Gemini 1.0 was announced on Dec. 6, 2023, and was built by Alphabet’s Google DeepMind business unit, which is focused on advanced AI research and development. Google co-founder Sergey Brin is credited with helping develop the Gemini large language models (LLMs), alongside other Google staff.
At its release, Gemini was the most advanced set of LLMs at Google, superseding the company’s Pathways Language Model (PaLM 2), which was released on May 10, 2023. As was the case with PaLM 2, Gemini is integrated into multiple Google technologies providing generative AI capabilities. Among the most visible user-facing examples of Gemini in action is the Google Bard AI chatbot, which was previously powered by PaLM 2.
Gemini integrates natural language processing capabilities, providing the ability to understand and process language, which is used to comprehend input queries, as well as data. It also has image understanding and recognition capabilities that enable the parsing of complex visuals, such as charts and figures, without the need for external optical character recognition (OCR).What Is Gemini Google? I hope its no more thought.
Table of Contents
What can Gemini do?
The Google Gemini models are capable of many tasks across multiple modalities, including text, image, audio and video understanding. The multimodal nature of Gemini also enables different modalities to be combined to understand and generate an output.
Tasks that Gemini can do include the following:
- Text summarization. Gemini models can summarize content from different types of data.
- Text generation. Gemini can generate text based on a user prompt. That text can also be driven by a Q&A-type chatbot interface.
- Text translation. The Gemini models have broad multilingual capabilities, enabling translation and understanding of more than 100 languages.
- Image understanding. Gemini can parse complex visuals, such as charts, figures, and diagrams, without external OCR tools. It can be used for image captioning and visual Q&A capabilities.
- Audio processing. Gemini has support for speech recognition across more than 100 languages and audio translation tasks.

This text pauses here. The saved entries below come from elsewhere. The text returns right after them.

PR #817, opened 2024-10-20
feat(priority): improve priority cycling

seflue:
Make priority cycling more intuitive and closer to Emacs behavior:

- start cycle at default priority (default) or above/below default
priority, depending on config variable
- remove "none" state from the cycle

This PR succeeds #236.


kristijanhusak (approved):
Looks good, thanks!

PR #825, opened 2024-11-14
fix(virtual indent): handle invalid buffer gracefully

seflue:
Avoid errors when refiling content with headlines and enabled virtual indentation.

Cause: Indentation is also implicitly calculated during refiling. In this case the buffer could already be invalid.


kristijanhusak (approved):
Thanks!

PR #840, opened 2024-12-17
fix(help): ignore disabled mappings

olexsmir:
Hey :wave:

I have disabled a few keymaps in my config following [docs](https://github.com/nvim-orgmode/orgmode/blob/master/DOCS.md#mappings), and when I opened the help menu(`g?`), it was failing to open due to disabled keymaps.


kristijanhusak (approved):
Thanks!

PR #841, opened 2024-12-18
fix(template): expandable variables in lua expr

moreka:
This fixes the order which the template is compiled. Previously, the expressions `%()` were compiled _before_ expandable variables (such as `%x`). This made the example template in [1] to produce:
```org
* [[url][x]]
```
instead of
```org
* [[url][end part of the url]]
```
By doing the expression compilation _after_ expandable ones, this issue is resolved.

[1] https://github.com/nvim-orgmode/orgmode/wiki/Getting-Started#captures


kristijanhusak (approved):
Thanks!

PR #869, opened 2025-01-22
refactor(date): Refactor date object

kristijanhusak:


kristijanhusak:
@chipsenkbeil Just letting you know about this refactor in case you notice anything strange in org-roam.
Everything should work as usual. I have just rewritten a few things to make more sense.
There are a few "breaking"changes:
1. `Date.today()` now has a timestamp with the start of today (00:00). Previously, timestamp was also considering the current time. Formatting worked ok because of the `date_only` flag, but if you would access the `timestamp` directly, it wouldn't reflect that. Same thing for `Date.tomorrow()`
2. Date comparison (`:is_before()`, etc.) now considers the `date_only` flag, and sets the timestamp to the start of day in case that flag is set on a specific date.

I took a quick look at org-roam and I think none of these things affect you, but wanted to let you know anyway.

chipsenkbeil:
> There are a few "breaking"changes:
> 1. `Date.today()` now has a timestamp with the start of today (00:00). Previously, timestamp was also considering the current time. Formatting worked ok because of the `date_only` flag, but if you would access the `timestamp` directly, it wouldn't reflect that. Same thing for `Date.tomorrow()`

Good to know! I make use of the timestamp field within the `extensions/dailies.lua` code. It's only used to replace date variables within templates, which being based on calendar dates I wouldn't expect the time component to matter. Having it start at the beginning of the day is a better behavior from my perspective.

PR #873, opened 2025-01-28
Run viewer asynchronously using `vim.system`

moreka:
Previously, when the viewer opened, the editor was blocked until the user closes the viewer. Now, the viewer opens asynchronously (using `vim.system` rather than the old `vim.fn.system`); in this way, the user can view the PDF while continuing editing the org file in the editor.

### DIFF
--- a/lua/orgmode/utils/init.lua
+++ b/lua/orgmode/utils/init.lua
@@ -93,15 +93,18 @@ end
 
 function utils.open(target)
   if vim.fn.executable('xdg-open') == 1 then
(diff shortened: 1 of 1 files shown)


moreka:
I understand also that the next step might be to add support for detecting PDFs that are already open in a PDF viewer and not opening them after export (and just updating them). But I guess this is going to be difficult to maintain and is not the main functionality of this plugin as one might expect.

kristijanhusak (approved):
Thanks!

PR #875, opened 2025-01-30
ci, doc: add semver workflow and PR template

### LINKED ISSUE #828: Automated workflow for semantic releases

N/A

### Orgmode link

_No response_

### Feature value

The last release is a few months old. It would me nice if new releases with fixes could be published more frequently.
Since you already use conventional commits, perhaps an automated workflow with [the release-please-action](https://github.com/googleapis/release-please-action) would make it easier to publish releases more frequently?

### Additional context

I'd be happy to contribute a workflow if you're open to it :smile:

ficcdaf:
## Summary

This PR adds a GitHub actions workflow to automate the creation of semantically versioned releases with `release-please` and a PR template to encourage compliance with conventional commits.

## Related Issues

Closes #828 

## Changes

- Added `release-please` workflow
- Added PR template
- Updated Contributing documentation to mention conventional commits

## Checklist

I confirm that I have:

- [x] **Followed the
      `make test`.

### DIFF
--- a/.github/workflows/release.yml
+++ b/.github/workflows/release.yml
@@ -1,0 +1,19 @@
+on:
+  push:
+    branches:
+      - master
+
+permissions:
+  contents: write
+  pull-requests: write
+
+name: release-please
+
+jobs:
+  release-please:
+    runs-on: ubuntu-latest
+    steps:
+      - uses: googleapis/release-please-action@v4
+        with:
+          token: ${{ secrets.GH_TOKEN }}
+          release-type: simple
--- a/.github/pull_request_template.md
+++ b/.github/pull_request_template.md
@@ -1,0 +1,34 @@
+## Summary
+
+<!-- Give a brief description of what your PR does. -->
+
+This PR adds..
+
+## Related Issues
+
+<!-- Link issues that are related to this PR. You may link issues you think should be closed by this PR. -->
+
+Related #
+
+Closes #
+
+## Changes
+
+<!-- List the major changes made in this PR. -->
+
+- List changes here
+
+## Checklist
+
+I confirm that I have:
+
+- [ ] **Followed the
+      [Conventional Commits](https://www.conventionalcommits.org/)
+      specification** (e.g., `feat: add new feature`, `fix: correct bug`,
+      `docs: update documentation`).
+- [ ] **My PR title also follows the conventional commits specification.**
+- [ ] **Updated relevant documentation,** if necessary.
+- [ ] **Thoroughly tested my changes.**
+- [ ] **Added tests** (if applicable) and verified existing tests pass with
+      `make test`.
+- [ ] **Checked for breaking changes** and documented them, if any.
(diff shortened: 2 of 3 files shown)


.github/workflows/release.yml
```diff
@@ -0,0 +1,22 @@
+on:
+  push:
+    branches:
+      - main
```
mrcjkb, line 4: issue: the main branch of this repo is `master`

```suggestion
      - master
```

.github/workflows/release.yml
```diff
@@ -0,0 +1,22 @@
...
+
+name: release-please
+
+jobs:
+  release-please:
+    runs-on: ubuntu-latest
+    steps:
+      - uses: googleapis/release-please-action@v4
+        with:
+          # Default token:
```
mrcjkb, line 18: note: a personal access token is necessary for the luarocks workflow to be triggered by tags created by this workflow.

See https://github.com/nvim-neorocks/sample-luarocks-plugin?tab=readme-ov-file#generating-a-pat-personal-access-token

mrcjkb (changes requested):

.github/workflows/release.yml
ficcdaf: Sorry I'm a bit new to this -- does marking as resolved apply your suggested change automatically or will I need to update my branch?

mrcjkb:
I'm not sure, but this might need [a manifest](https://github.com/googleapis/release-please/blob/main/docs/manifest-releaser.md) to tell release-please about the initial version and which commit to bootstrap at.

.github/workflows/release.yml
ficcdaf: Is there a PAT already configured in this repo that I should reference in this file? Or is this something organization members would need to add? I'm not used to working with workflows in repos that aren't mine 😅

ficcdaf:
> I'm not sure, but this might need [a manifest](https://github.com/googleapis/release-please/blob/main/docs/manifest-releaser.md) to tell release-please about the initial version and which commit to bootstrap at.

Hmm, I believe release-please just starts with the latest release version. Ie as soon as the workflow is merged and it runs, it'll automatically process all the commits pushed since the last release and add them to the release PR; and it'll start keeping track of semver bumps from the last release onwards. So it won't try to calculate the version number from the start of the repo history, If that's what you're worried about. 

Is this what you mean by telling it the initial version? (Thanks for your patience btw)

.github/workflows/release.yml
kristijanhusak: @ficcdaf just push changes to the same branch you used to create this PR. Resolving the comment does not do anything except hide the comment.

.github/workflows/release.yml
kristijanhusak: You can use existing one `secrets.GH_TOKEN`. The same is used to push the docs https://github.com/nvim-orgmode/orgmode/blob/master/.github/workflows/docgen.yml#L17-L17

kristijanhusak (changes requested):
Generally looks good. Lets just fix these few comments and then we'll give it a try.

ficcdaf:
Ok, I added the correct github token and changed the branch name to `master`

kristijanhusak (approved):
Ok, looks good. Let see how it goes.
Thanks!

ficcdaf:
Thank you! I'm very excited to have contributed. I hope the workflow and the PR template helps to make maintaining the repo a bit easier. Thanks for your hard work on this plugin!

PR #586, opened 2017-05-21
sum-of-multiples: update starter implementation

### LINKED ISSUE #545: sum-of-multiples: create and/or validate starter implementations

stkent:
Fixes #545.

---

Reviewer Resources:

### DIFF
--- a/exercises/sum-of-multiples/src/main/java/SumOfMultiples.java
+++ b/exercises/sum-of-multiples/src/main/java/SumOfMultiples.java
@@ -1,3 +1,11 @@
-public class SumOfMultiples {
-    
+class SumOfMultiples {
+
+    SumOfMultiples(int number, int[] set) {
+        throw new UnsupportedOperationException("Delete this statement and write your own implementation.");
+    }
+
+    int getSum() {
+        throw new UnsupportedOperationException("Delete this statement and write your own implementation.");
+    }
+
 }


exercises/sum-of-multiples/src/main/java/SumOfMultiples.java
```diff
@@ -1,3 +1,11 @@
...
+class SumOfMultiples {
+
+    SumOfMultiples(int number, int[] set) {
+        throw new UnsupportedOperationException("Delete this statement and write your own implementation.");
+    }
+
+    int getSum() {
+        throw new UnsupportedOperationException("Delete this statement and write your own implementation.");
+    }
+
```
chuckwondo: I suggest making the constructor and the method `public`. Although leaving them out won't cause problems for running the tests (since they are in the same default package), that's not generally how they would be written, and I be

stkent: Tricky one. See https://github.com/exercism/xjava/issues/571 for some prior discussion. I tend to think of each exercise's tests + implementations as the entire system, and write code with that in mind. I'm not sure @exercism/java has reached a consensus on this yet, however.

chuckwondo: Fair enough. Thanks for the follow up.

Issue #571, opened 2017-05-16
Remove final keyword from all test class declarations


stkent:
Discussion and consensus: https://github.com/exercism/xjava/issues/373

Marking our test classes as `final` is (1) more syntax for a learner to parse, and (2) not increasing the clarity of the writer's intent given the context of an individual problem's codebase. We should remove it from all test class declarations.

morrme:
Totally abusing this issue to ask: I understand that there is a goal to have a significant number of `good first patch` issues. However, I'm always looking to pitch in and there are very few issues *not* reserved for first timers.  Are these tracks generally supposed to be seen as a "first stop" towards OSS contribution, and not really made for "repeat" contributors ?

stkent:
No, you are absolutely welcome and actively encourage to tackle any other issues you feel comfortable with! The good first patch backlog is maintained to allow newcomers to ease into open source contribution, but once you've got some of those under your belt, moving on to more complex tasks is a natural step. There are always [new exercises to build](http://exercism.io/languages/java/todo) (just make sure you check that no-one has called dibs yet, and that the exercise is not marked deprecated or foregone in the config.yaml file at the root of the repo) as well as the open issues. If you're unsure about jumping in to an issue, just comment requesting help, and a maintainer will be more than happy to help you figure out anything you need to get started. ❤️

stkent:
@morrme also, just as a heads up, here are the guidelines we try to stick to with respect to good first patches: https://github.com/exercism/xjava/blob/master/POLICIES.md#good-first-patches. As you'll see, they aren't always off-limits to experienced contributors - right now we're running a surplus, I believe!

stkent:
Whoops, accidental closure, fixed!

FridaTveit:
What about new starter implementations? I think some of those classes are also marked as final. Should we remove the final keyword from those as well?

FridaTveit:
The test classes which are marked as `final`:
- [ ] WordProblemSolverTest
- [ ] BracketCheckerTest
- [ ] BaseConverterTest
- [ ] FlattenerTest
- [ ] OpticalCharacterReaderTest
- [ ] HandshakeCalculatorTest
- [ ] RobotTest
- [ ] RectangleCounterTest
- [ ] QueenAttackCalculatorTest
- [ ] NaturalNumberTest
- [ ] MinesweeperBoardTest
- [ ] LargestSeriesProductCalculatorTest
- [ ] DifferenceOfSquaresTest
[...]

PR #595, opened 2017-05-22
difference-of-squares: remove "final" from test class

morrme:
see #571 

---

Reviewer Resources:


exercises/difference-of-squares/src/test/java/DifferenceOfSquaresCalculatorTest.java
```diff
@@ -4,10 +4,7 @@
 
 import static org.junit.Assert.assertEquals;
 
-/*
- * version: 1.1.0
- */
-public final class DifferenceOfSquaresCalculatorTest {
+public class DifferenceOfSquaresCalculatorTest {
```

- Video understanding. Gemini can process and understand video clip frames to answer questions and generate descriptions.
- Multimodal reasoning. A key strength of Gemini is multimodal reasoning, where different types of data can be mixed for a prompt to generate an output.
- Code analysis and generation. Gemini can understand, explain, and generate code in popular programming languages, including Python, Java, C++, and Go.
Introducing Gemini 1.5
By Demis Hassabis, CEO of Google DeepMind, on behalf of the Gemini team
This is an exciting time for AI. New advances in the field have the potential to make AI more helpful for billions of people over the coming years. Since introducing Gemini 1.0, we’ve been testing, refining and enhancing its capabilities.
Today, we’re announcing our next-generation model: Gemini 1.5.
Gemini 1.5 delivers dramatically enhanced performance. It represents a step change in our approach, building upon research and engineering innovations across nearly every part of our foundation model development and infrastructure. This includes making Gemini 1.5 more efficient to train and serve, with a new Mixture-of-Experts (MoE) architecture.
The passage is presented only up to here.